Die magische 11 der Homöopathie für Kinder

Dieser Elternratgeber bringt die homöopathische Behandlung typischer Beschwerden und Kinderkrankheiten von der Babyzeit bis zur Pubertät einfach auf einen Nenner. In der Praxis hat sich unzählige Male erwiesen, dass für die häufigsten Erkrankungen bei Kindern eine bewährte Auswahl von Heilmitteln existiert: die magische 11 der Homöopathie. So gelten beispielsweise Arnica, Belladonna oder Chamomilla nach aller Erfahrung als die wichtigsten Arzneien.

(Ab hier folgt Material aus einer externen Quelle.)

PR #22613, opened 2023-04-19
Add geo-espresso

jwhhh:
Checklist
- [x] Build number is 0.

### DIFF
--- a/recipes/geo-espresso/meta.yaml
+++ b/recipes/geo-espresso/meta.yaml
@@ -10,7 +10,6 @@ source:
   sha256: 504c0a6341ecc7d385a3632fbf3628e83d6d77ffd97bb1fd68761197c120c0f9
 
 build:
-  skip: True  # [py<37]
   script: {{ PYTHON }} -m pip install . -vv
   number: 0
 
@@ -62,4 +61,3 @@ about:
 extra:
   recipe-maintainers:
     - jwhhh
-
--- a/recipes/geo-espresso/meta.yaml
+++ b/recipes/geo-espresso/meta.yaml
@@ -1,0 +1,60 @@
+{% set name = "geo-espresso" %}
+{% set version = "0.2.2.dev1" %}
+
+package:
+  name: {{ name|lower }}
+  version: {{ version }}
+
+source:
+  url: https://pypi.io/packages/source/{{ name[0] }}/{{ name }}/geo-espresso-{{ version }}.tar.gz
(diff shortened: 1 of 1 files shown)


recipes/geo-espresso/meta.yaml
```diff
@@ -0,0 +1,62 @@
+{% set name = "geo-espresso" %}
+{% set version = "0.2.2.dev1" %}
```
dopplershift, line 2: We generally want to package release builds for conda-forge. Does this package have any regular releases?

jwhhh: Thanks for the comment. We haven't had a release yet, but maybe that's due to us being too conservative about versioning. The API is relatively stable already, but currently the user base is small so I'm not entirely sure we are ready in terms of having as fewer bugs as possible.

If it's really necessary, I can make a release for going to conda-forge. Otherwise I think it should be fine and I'm pretty sure the development is ongoing (not going to be abandoned or something)..

jwhhh:
Dear maintainers, could I please get some help on this PR? More specifically, is it allowed to disable `win64` build if you agree that the below issue is not worth it?

## Detailed explanation

This Python package is built with `scikit-build` and hence `cmake`. From my understanding, it fails on `win64` because the `gfortran` and the generators used by `scikit-build` are somehow incompatible ([related article](https://www.kitware.com//fortran-for-cc-developers-made-easier-with-cmake/))

If we can specify the generator on Windows to be `MinGW Makefiles` then *maybe* this could be solved (like in this [PCMSolver example](https://github.com/conda-forge/staged-recipes/pull/22286/files#diff-cc705a338a3541d60482ba07d04218fddfd2dd93ca67cdaa417a8faa2d5a4ea1R8)). But from the [scikit-build documentation page](https://scikit-build.readthedocs.io/en/latest/generators.html#build-system-generator) I read that this generator is not supported by them.

Another option I've seen is using `flang` instead of `m2w64_fortran` (inspired from [fastscapelib-fortran-feedstock](https://github.com/conda-forge/fastscapelib-f2py-feedstock/blob/main/recipe/meta.yaml#L25)), but adding it didn't help this project as you may see in the most recent build. And I'm not an expert in Windows so thought maybe we'll skip `win64` for now and will come back later when we do have the expertise.

recipes/geo-espresso/meta.yaml
jwhhh: Hi, we've released v0.3.0 on PyPI and I'll update the version number and hash after [the conversation below](https://github.com/conda-forge/staged-recipes/pull/22613#issuecomment-1519484088) has been reviewed. Thanks and cheers!

PR #22651, opened 2023-04-21
Add recipe for `semimap`

jjerphan:
Checklist
- [x] Build number is 0.

### DIFF
--- a/recipes/semimap/meta.yaml
+++ b/recipes/semimap/meta.yaml
@@ -27,10 +27,6 @@ requirements:
     - make  # [unix]
 
 test:
-  requires:
-    - {{ compiler('cxx') }}
-  source_files:
-    - test.cpp
   commands:
     - bash {{ RECIPE_DIR }}/run_test.sh  # [not win]
     - {{ RECIPE_DIR }}/run_test.bat  # [win]
--- a/recipes/semimap/meta.yaml
+++ b/recipes/semimap/meta.yaml
@@ -1,13 +1,7 @@
 {% set name = "semimap" %}
-# NOTE: Semimap does not have a release or a version.
-#
-# We rely on the last commit on upstream at the time of writing
-# and simply use it as the version identifier.
-#
-# Q: Is there a better alternative?
-{% set version = "9a106db4a8eb38a5b6e7c94a2a7addf8de7f6dd2" %}
+{% set version = "1.0.0" %}
 {% set organization = "QuantStack" %}
-{% set sha256 = "4d24673f4b83d8de1e573ef7cd06060e3e1a765e272f15a8d7d9a470f2a80b0e" %}
+{% set sha256 = "77534da5e5c8c582945210a5665c9f711e323e17853bc92fa45601c410f42611" %}
 
 package:
   name: {{ name|lower }}
--- a/recipes/semimap/meta.yaml
+++ b/recipes/semimap/meta.yaml
@@ -1,6 +1,10 @@
 {% set name = "semimap" %}
-# Semimap does not have any release nor version.
-# We rely on the last commit on upstream at the time of writing.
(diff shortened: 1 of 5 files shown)


jjerphan:
I added support for the test suite.

I think we need to discuss how we handle the lack of a version identifier.

JohanMabille:
We usually avoid to copy header files. A better practice is to do it via `make install`, which also installs a cmake package file. This way, you can explicitely state the dependency in the CMakeLists.txt of the downstream package:

```cmake
find_package(semimap REQUIRED)
```

This requires a projectConfig.cmake file that is usually configured in the CMakeLists.txt in the install section. You can take inspiration from [this config file](https://github.com/xtensor-stack/xtl/blob/master/xtlConfig.cmake.in) and the [corresponding section](https://github.com/xtensor-stack/xtl/blob/master/CMakeLists.txt#L98) in the CMakeLists.txt.

This repo does not have such a config file; when packaging these repos for conda-forge, we usually contribute upsteam and then we have two options:
- Wait for the contribution to be accepted and for a new release including it. This is fine when the upstream maintainers are very responsive and can tag a new release quickly
- patch the repo in the recipes and release the package; when a new release is published, with the contribution, the patch can be removed.

In the case of `semimap`, since the main repo does not appear to be matained, I woud suggest to contribute upstream, but also to the fork in the QuantStack org (since we use it for having tags).

JohanMabille (changes requested):
We usually avoid to direcly copy header files. A better practice is to run a `make install` command, that will copy the header and a cmake package file. Thi way, we can explicitely state the dependency in the downstream CMakeLists.txt:

```cmake
find_package(semimap REQUIRED)
```

This package file is usually the result of a config file used in the install process. Here is an example of such a [config file](https://github.com/xtensor-stack/xtl/blob/master/xtlConfig.cmake.in) and the [section of CMakeLists](https://github.com/xtensor-stack/xtl/blob/master/CMakeLists.txt#L98) using it.

In this case, the source repository does not contain this package file. When packaging such a repo for conda-forge, we usually contribute upstream, and then we have two options:
- wait for a new release with the contribution included
- patch the repo in the feedstock, release the package. The patches will be droped when a new release with the contribution is out.

Since the original `semimap` repo doe snot seem actively maintain, and since we have a fork in the QuantStack org for the release tags, I suggest to update the fork directly and not patch the repo in the recipes. (A PR should be opened to the original repo too).

recipes/semimap/meta.yaml
```diff
@@ -0,0 +1,50 @@
+{% set name = "semimap" %}
+# NOTE: Semimap does not have a release or a version.
+#
+# We rely on the last commit on upstream at the time of writing
+# and simply use it as the version identifier.
+#
+# Q: Is there a better alternative?
+{% set version = "9a106db4a8eb38a5b6e7c94a2a7addf8de7f6dd2" %}
+{% set organization = "QuantStack" %}
+{% set sha256 = "4d24673f4b83d8de1e573ef7cd06060e3e1a765e272f15a8d7d9a470f2a80b0e" %}
```
jjerphan, line 10: To me, the last remaining piece of complexity to address is to have a proper version identifier for semimap.

https://github.com/QuantStack/semimap/commit/3e2175dbaf3f17004f91e0a0f26de39665607241 somewhat has introduced a v.1.0.0 version; after the first review of this recipe, the repository was restructured to use cmake.

Should we bump the version number, use a tag and create a release before this recipe gets approved? What do you think, @JohanMabille?

JohanMabille: Yes, we should tag a release on the current commit (since the version is already set) and use it for this PR.

jjerphan: What would be an appropriate version identifier? v1.1.0?

PR #27363, opened 2024-08-23
Add antio

mscheltienne:
Checklist
- [x] Build number is 0.


mscheltienne:
@larsoner Would you agree to also be listed as maintainer on this recipe?

Also, I'm seeing the following warnings in the linux build:

```
WARNING: Setting build arch. This is only useful when pretending to be on another arch, such as for rendering necessary dependencies on a non-native arch. I trust that you know what you're doing.
WARNING: Setting build platform. This is only useful when pretending to be on another platform, such as for rendering necessary dependencies on a non-native platform. I trust that you know what you're doing.
```

I wonder if I need something like:

```
requirements:
  build:
    - python                                 # [build_platform != target_platform]
    - cross-python_{{ target_platform }}     # [build_platform != target_platform]
```

Last point, knowing that the `tests` and data files are not packaged,do you know what would be a good approach to test the recipe?

recipes/antio/meta.yaml
```diff
@@ -0,0 +1,60 @@
...
+  license_file:
+    - LICENSE
+    - src/libeep/LICENSE
+    - src/libeep/LICENSE.addendum
+  dev_url: https://github.com/mscheltienne/antio
+
+extra:
+  recipe-maintainers:
+    - mscheltienne
+    - larsoner
```
larsoner, line 60: I agree to be a maintainer

larsoner:
> @larsoner Would you agree to also be listed as maintainer on this recipe?

Yep!

> Last point, knowing that the tests and data files are not packaged in the sdist, do you know what would be a good approach to test the recipe?

You can do for example

https://github.com/conda-forge/mne-qt-browser-feedstock/blob/520312adb50af1487d0f1833a92084a429a1697c/recipe/meta.yaml#L43-L45

But it would be great if you could call some method that ensures that the compiled module can actually be accessed. Maybe at some point add to the C code a little function that just returns a string of the libeep library version or something if it doesn't exist already?

larsoner:
> I wonder if I need something like: [cross-python]

Yes you almost certainly do, e.g.

https://github.com/conda-forge/openmeeg-feedstock/blob/6d33a431476df68c8d0dbd49e1ca41c3a8989466/recipe/meta.yaml#L22-L23

mscheltienne:
@conda-forge/help-python-c Ready for review!

mscheltienne:
I was not expecting to break it.. turns out `#include <pybuffer.h>` is missing in those build environment.. https://github.com/python/cpython/blob/main/Include/pybuffer.h

mscheltienne:
@larsoner Any idea? I don't get that one as the source for the `python` recipe includes this header..

xhochy (approved):

PR #27468, opened 2024-09-02
Adding magic-cta-pipe

aleberti:
Checklist
- [X] Build number is 0.

### DIFF
--- a/recipes/magic-cta-pipe/meta.yaml
+++ b/recipes/magic-cta-pipe/meta.yaml
@@ -40,7 +40,7 @@ requirements:
     - matplotlib-base >=3.0,<4.dev0
     - numba
     - numpy
-    - protozfits>=2.5,<3.dev0
+    - protozfits >=2.5,<3.dev0
     - scipy <1.12,>=1.8
     - scikit-learn >=1.2,<2.dev0
     - pytables
--- a/recipes/magic-cta-pipe/meta.yaml
+++ b/recipes/magic-cta-pipe/meta.yaml
@@ -40,7 +40,7 @@ requirements:
     - matplotlib-base >=3.0,<4.dev0
     - numba
     - numpy
-    - protobuf >=3.20.0,<3.21.dev0
+    - protozfits>=2.5,<3.dev0
     - scipy <1.12,>=1.8
     - scikit-learn >=1.2,<2.dev0
     - pytables
--- a/recipes/magic-cta-pipe/meta.yaml
+++ b/recipes/magic-cta-pipe/meta.yaml
@@ -1,5 +1,5 @@
 {% set name = "magic-cta-pipe" %}
-{% set version = "0.5.0" %}
+{% set version = "0.5.1" %}
 
 package:
   name: {{ name|lower }}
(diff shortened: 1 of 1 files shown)


jsitarek:
> @jsitarek @Elisa-Visentin I added you as maintainer of magic-cta-pipe in conda-forge. Could you confirm it is fine with you by commenting this PR?

yes, thanks!

recipes/magic-cta-pipe/meta.yaml
```diff
@@ -0,0 +1,70 @@
...
+
+build:
+  noarch: python
+  script: {{ PYTHON }} -m pip install . -vv --no-deps --no-build-isolation
+  number: 0
+
+requirements:
+  host:
+    - python >=3.9
+    - setuptools >=64
```
jsitarek, line 20: in MCP there is no lower limit, just setuptools<=71 in environment (and nothing in setup file)

Elisa-Visentin:
Fine for me, thanks

aleberti:
I have to create a new version of the package, since some dependencies are creating problems. I will update the recipe after that.

aleberti:
@conda-forge/help-python the build is failing on win_64, for the following:

```bash
  - nothing provides requested protozfits >=2.5,<3.dev0
  - nothing provides protozfits >=2.2,<3.dev0 needed by ctapipe_io_lst-0.22.3-pyhd8ed1ab_0
```

but for example the recipe https://github.com/conda-forge/lstchain-feedstock/blob/main/recipe/meta.yaml has the same requirement and it seems it does not have problems. Also, I see that `protozfits` latest version in conda-forge is 2.5.1 (https://anaconda.org/conda-forge/protozfits). Do you have suggestions?

Elisa-Visentin:
@aleberti as far as I know protozfits does not exist for Windows... Maybe using selectors to exclude it for win_64? But
- probably you could build it, but not use it due to the missing package
- ctapipe_io_lst requires it, too

I just checked ctapipe_io_lst package (and also the one you posted above) and they only have the linux entry in the azure_pipelines... Maybe this is a solution?

aleberti:
> @aleberti as far as I know protozfits does not exist for Windows... Maybe using selectors to exclude it for win_64? But
> 
> * probably you could build it, but not use it due to the missing package
> * ctapipe_io_lst requires it, too
> 
> I just checked ctapipe_io_lst package (and also the one you posted above) and they only have the linux entry in the azure_pipelines... Maybe this is a solution?

Yes I know it is not available on windows, but for some reason I though that for lstchain the conda package was available for windows, but it actually is not.

I just checked the PR when `lstchain` was added (https://github.com/conda-forge/staged-recipes/pull/23429) by Max, and also there it fails on windows. Quoting Max:

> The windows failure is expected, although this is a no-arch package, we have a dependency on a python/c++binding package not available on windows

I cannot access the details of the failure since the build is ~1 year old, but from Max says, it is because of protozfits. Being so, I would simply ask for review now.

aleberti:

The windows failure is expected, although this is a no-arch package, we have a dependency on a python/c++binding package not available on windows. In case we need to do anything on the recipe, let us know!

PR #27476, opened 2024-09-03
Add `libblst`

MementoRC:
Checklist
- [x] Build number is 0.


MementoRC:
@conda-forge/help-c-cpp Hello, ready for review

recipes/libblst/meta.yaml
```diff
@@ -0,0 +1,129 @@
...
+
+
+  - name: libblst-{{ so_major_version }}
+    files:
+      - lib/libblst.so.{{ so_major_version }}  # [linux]
+      - lib/libblst.so.{{ version }}  # [linux]
+      - lib/libblst.{{ so_major_version }}.dylib  # [osx]
+      - lib/libblst.{{ version }}.dylib  # [osx]
+      - Library\\bin\\blst-{{ so_major_version }}.dll  # [win]
+      - Library\\lib\\blst-{{ so_major_version }}.lib  # [win]
```
xhochy, line 90: This is only needed at compile time and can/should be omitted from the package.
```suggestion
```

recipes/libblst/meta.yaml
```diff
@@ -0,0 +1,129 @@
...
+    test:
+      commands:
+        - test -f ${PREFIX}/include/blst.h  # [unix]
+        - test -f ${PREFIX}/include/blst_aux.h  # [unix]
+        - if not exist %LIBRARY_INC%\\blst.h exit 1  # [win]
+        - if not exist %LIBRARY_INC%\\blst_aux.h exit 1  # [win]
+
+
+
+  - name: libblst-{{ so_major_version }}
```
xhochy, line 83: To be sure: They are co-installable?

recipes/libblst/meta.yaml
```diff
@@ -0,0 +1,129 @@
...
+    - {{ compiler('c') }}  # [not win]
+    - {{ compiler('m2w64_c') }}  # [win]
+    - {{ stdlib('c') }}  # [not win]
+    - {{ stdlib('m2w64_c') }}  # [win]
+    - libxcrypt  # [unix]
+    - llvm-tools  # [win]
+    - sed  # [unix]
+
+outputs:
+  - name: libblst
```
xhochy, line 32: Let's call it `-devel` as that is the common name we use for splitted libraries.
```suggestion
  - name: libblst-devel
```

xhochy (changes requested):

recipes/libblst/meta.yaml
MementoRC: Just to be sure, blst-[{ so_major_version }} is the name of the 'primary' library. You're saying that the package should work well with just `blst.lib` being a copy of and describing `blst-0.lib/dll`

recipes/libblst/meta.yaml
MementoRC: Yes? not sure what you mean/ask, I usually follow that pattern that was taught to me when I make my first c-lib. Also in child packages I try to only install the {{ so }} lib.
Though, do teach  a better way ;P

recipes/libblst/meta.yaml
MementoRC: So the -{{so }} is the linkable library, when I install it, I would expect to be able to link with -lblst-{{ so }},  and the compiler would try to find the associated blst-{{ so }}.lib, or will it also find the blst-{{ so }}.dll directly? My uderstanding was that windows needs both, but I know little about windows as my numerous commits can attest

MementoRC: Committed for now

xhochy: You need both at build time, but only the DLL is needed at runtime.

recipes/libblst/meta.yaml
xhochy: We only use this pattern here if you can install and use `libblst-0` and `libblst-1` at the same time. Otherwise, we would name the package simply `libblst` to avoid accidentally having two incompatible versions in the same process.

MementoRC: Oh ... I did not understand that. I really complicate my life for no reason, it was quite hard bending this package (and others to implement the `major_version` scheme!

At this point, do you want me to remove all of it? or would you take pity and let it go? I have 2 packages that rely upon this scheme in the pipeline, meaning depending upon `libblst-0` - Well, I think I know the answer anyway given the potential burden of maintainability on others, I'll get going with the update

The other recipes are `c-kzg-4844` and `blst-py`

MementoRC: So, kidding aside, I think it may be useful to maintain the library version. The author mentioned that the lib was not originally intended for "public usage", so it may evolve in ways that may not maintain backward compatibility.

step21: @xhochy Could you comment whether this reasoning works for you or if you will only accept this without version number? (I'm interested in it as it is necessary for other package updates)

xhochy: Make it without a version number, otherwise, you would need to do some work on top to ensure that `libblst0` and `libblst1` are not co-installed (which is tricky).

Genau um diese und weitere Mittel, die sich immer wieder als heilsam bewiesen haben, geht es in dem Buch. Es stellt die magischen 11 Mittel für Kinder vor, wenn diese zum Beispiel unter Fieber, Husten, Durchfall oder Schlafproblemen leiden. Sollte das Hauptmittel nicht wirksam sein, werden - abgestimmt auf die individuelle Ausprägung der Begleitbeschwerden - noch drei weitere Helfermittel empfohlen. Der Folder zum Buch präsentiert in übersichtlicher Kurzform die häufigsten Beschwerden und die ihnen zugeordneten Mittel.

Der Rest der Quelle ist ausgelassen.